We learned to fetch the source code for any Squid branch or release using Bazaar from Squid’s source code hosted on Launchpad.
Have a go hero – fetching the source code
Using the command syntax that we learned in the previous section, fetch the source code for Squid version 3.0.stable25 from Launchpad.
bzr branch lp:squid/3.0/3.0.stable25
- Explanation: If we browse to the particular version on Launchpad, the version number used in the command becomes obvious.
Using binary packages
Squid binary packages are pre-compiled and ready to install software bundles. Binary packages are available in the software repositories of almost all Linux/Unix-based operating systems. Depending on the operating system, only stable and sometimes well tested beta versions make it to the software repositories, so they are ready for production use.
Squid can be installed using the source code we obtained in the previous section, using a package manager which, in turn, uses the binary package available for our operating system. Let’s have a detailed look at the ways in which we can install Squid.
Installing Squid from source code
Installing Squid from source code is a three step process:
- Select the features and operating system-specific settings.
- Compile the source code to generate the executables.
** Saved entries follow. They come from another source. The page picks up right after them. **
PR #3078, opened 2022-10-01
Adding another missing Path.GetDirectoryName

WojcikMike:
Another example of that. When creating Audit instance it was passing file path and not directory path


mauroservienti (approved):
Are this and the previous one signs that we're missing some tests?

andreasohlund (approved):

- Place the generated executables and other required files in their designated locations for Squid to function properly.
We can perform some of the above steps using automated tools that make the compilation and installation process relatively easy.
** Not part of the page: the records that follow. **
PR #3084, opened 2022-10-04
Fix multi instance tests

andreasohlund:


src/ServiceControl.MultiInstance.AcceptanceTests/TestSupport/ServiceControlComponentRunner.cs
```diff
@@ -271,8 +272,14 @@ async Task InitializeServiceControlAudit(ScenarioContext context, int instancePo
                 typeof(ServiceControlComponentRunner).Assembly.GetName().Name
             };
 
+            ConfigurationManager.AppSettings.Set("ServiceControl.Audit/PersistenceType", typeof(Audit.Persistence.RavenDb.RavenDbPersistenceConfiguration).AssemblyQualifiedName);
```
mauroservienti, line 275: Why not in-memory for the multi-instance tests?

andreasohlund: I tried, but we have some tests that assume raven35 is in use.

I agree that we should use InMemory but I wanted to get the tests green as a first step

PR #3097, opened 2022-10-06
Remove the ravendb5 use embedded setting since its no longer used

andreasohlund:


src/ServiceControl.Audit.Persistence.RavenDb5/RavenDbPersistenceConfiguration.cs
```diff
@@ -97,11 +96,11 @@ static int GetExpirationProcessTimerInSeconds(PersistenceSettings settings)
...
-        internal const string ConnectionStringKey = "ServiceControl/Audit/RavenDb5/ConnectionString";
-        internal const string HostNameKey = "ServiceControl.Audit/HostName";
-        internal const string DatabaseMaintenancePortKey = "ServiceControl.Audit/DatabaseMaintenancePort";
-        internal const string ExpirationProcessTimerInSecondsKey = "ServiceControl.Audit/ExpirationProcessTimerInSeconds";
+        public const string DatabaseNameKey = "ServiceControl/Audit/RavenDb5/DatabaseName";
+        public const string DatabasePathKey = "ServiceControl.Audit/DbPath";
+        public const string ConnectionStringKey = "ServiceControl/Audit/RavenDb5/ConnectionString";
+        public const string HostNameKey = "ServiceControl.Audit/HostName";
+        public const string DatabaseMaintenancePortKey = "ServiceControl.Audit/DatabaseMaintenancePort";
+        public const string ExpirationProcessTimerInSecondsKey = "ServiceControl.Audit/ExpirationProcessTimerInSeconds";
```
mauroservienti, line 104: Is the reason for these to be public to use them in tests? If that’s the case can we use an `InternarlsVisibleTo` attribute?

andreasohlund: The acceptance tests use them so I was unsure if that was a good idea?

I think this is good enough for now since we don't expose this as a public API

PR #3108, opened 2022-10-11
Prevent capitalization of certain boolean config values

andreasohlund:
Some boolean app settings are being capitalized and some are not. This is causing developers who write configuration management code (puppet, chef, ansible, etc) to have to ensure they properly capitalize or not capitalize settings which is rather annoying.


WojcikMike (approved):

andreasohlund:
@TraGicCode realized that you had hoped for some hacktoberfest points but we couldn't come up with a way to get CI running so we could merge. 

Since then we realized that we could have run the other PR to see that all tests passed and then force merge yours. Sorry about this!

andreasohlund:
Commented on the wrong pr @TraGicCode but you get it :)

PR #3140, opened 2022-10-21
Display persister name in SCMU

andreasohlund:
image


andreasohlund:
See screenshot in description

mauroservienti (approved):

src/ServiceControlInstaller.Engine/Instances/PersistenceManifest.cs
```diff
@@ -8,6 +8,8 @@ public class PersistenceManifest
 
         public string Name { get; set; }
 
+        public string DisplayName { get; set; }
```
andreasohlund, line 11: @mikeminutillo fyi I added a display name to enable blank spaces in the name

Compiling Squid is a process of compiling several files containing C/C++ source code and generating executables. Compiling Squid is really easy and can be done in a few steps. For compiling Squid, we need an ANSI C/C++ compliant compiler. If we already have a GNU C/C++ Compiler (GNU Compiler Collection (GCC) and g++, which are available on almost every Linux/Unix-based operating system by default), we are ready to begin the actual compilation.
Compiling Squid is a bit of a painful task compared to installing Squid from the binary package. However, we recommend compiling Squid from the source instead of using pre-compiled binaries. Let’s walk through a few advantages of compiling Squid from the source:
- While compiling we can enable extra features, which may not be enabled in the pre-compiled binary package.
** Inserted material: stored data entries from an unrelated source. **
PR #3144, opened 2022-10-24
Show persistence package name in powershell

mikeminutillo:
Adds a `PersistencePackageName` property to the powershell output for audit instances.

image

This mirrors the transport package name property that was already present.

### DIFF
--- a/src/ServiceControlInstaller.PowerShell/Cmdlets/AuditInstances/PsAuditInstance.cs
+++ b/src/ServiceControlInstaller.PowerShell/Cmdlets/AuditInstances/PsAuditInstance.cs
@@ -18,6 +18,8 @@
         public string TransportPackageName { get; set; }
         public string ConnectionString { get; set; }
 
+        public string PersistencePackageName { get; set; }
+
         public string AuditQueue { get; set; }
         public string AuditLogQueue { get; set; }
         public bool ForwardAuditMessages { get; set; }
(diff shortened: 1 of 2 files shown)


src/ServiceControlInstaller.PowerShell/Cmdlets/AuditInstances/PsAuditInstance.cs
```diff
@@ -53,6 +55,7 @@ public static PsAuditInstance FromInstance(ServiceControlAuditInstance instance)
                 AuditRetentionPeriod = instance.AuditRetentionPeriod,
                 ServiceControlQueueAddress = instance.ServiceControlQueueAddress,
                 EnableFullTextSearchOnBodies = instance.EnableFullTextSearchOnBodies,
+                PersistencePackageName = instance.PersistenceManifest?.Name
```
andreasohlund, line 58: Should we use the display name instead?

andreasohlund (approved):

src/ServiceControlInstaller.PowerShell/Cmdlets/AuditInstances/PsAuditInstance.cs
mikeminutillo: That's not what the transport one is doing. This might get used for programatic purposes. i.e. Get the persistence of an instance and create a new instance with the same persistence.

andreasohlund: Fair enough

mikeminutillo: I stand corrected, the transport package name is a display name. I will change this to match.

mikeminutillo:
Closed in favor of #3146

PR #3146, opened 2022-10-24
Show persistence package name in powershell

mikeminutillo:
Adds a `PersistencePackageName` property to the powershell output for audit instances.

image

This mirrors the transport package name property that was already present.


andreasohlund (approved):

andreasohlund:
Nitpick but I don't like the "Name" suffix, but I guess it aligns with the transport name but I don't like that either :)

I would go with "Transport" and "Persistence"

- When compiling, we can also disable extra features that are not needed for a particular environment. For example, we may not need Authentication helpers or ICMP support.
- configure probes the system for several features and enables or disables them accordingly, while pre-compiled binary packages will have the features detected for the system the source was compiled on.
- Using configure, we can specify an alternate location for installing Squid. We can even install Squid without root or super user privileges, which may not be possible with pre-compiled binary package.
Though compiling Squid from source has a lot of advantages over installing from the binary package, the binary package has its own advantages. For example, when we are in damage control mode or a crisis situation and we need to get the proxy server up and running really quickly, using a binary package for installation will provide a quicker installation.
Uncompressing the source archive
If we obtained the Squid in a compressed archive format, we must extract it before we can proceed any further. If we obtained Squid from Launchpad using Bazaar, we don’t need to perform this step.
tar -xvzf squid-3.1.10.tar.gz
tar is a popular command which is used to extract compressed archives of various types. On the other hand, it can also be used to compress many files into a single archive. The preceding command will extract the archive to a directory named squid-3.1.10.